- Task prompt:
Filter the entries, keeping every line with the word "entry".

[Data excerpts]
====================

PR #227, opened 2021-08-16
Refactor bibtex-actiona--format-entry

aikrahguzar:
I think I have managed to refactor `bibtex-actiona--format-entry` into a form where it is easier to see what is happening.


bdarcus:
Nice!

====================

- Result for this task:
Refactor bibtex-actiona--format-entry
I think I have managed to refactor `bibtex-actiona--format-entry` into a form where it is easier to see what is happening.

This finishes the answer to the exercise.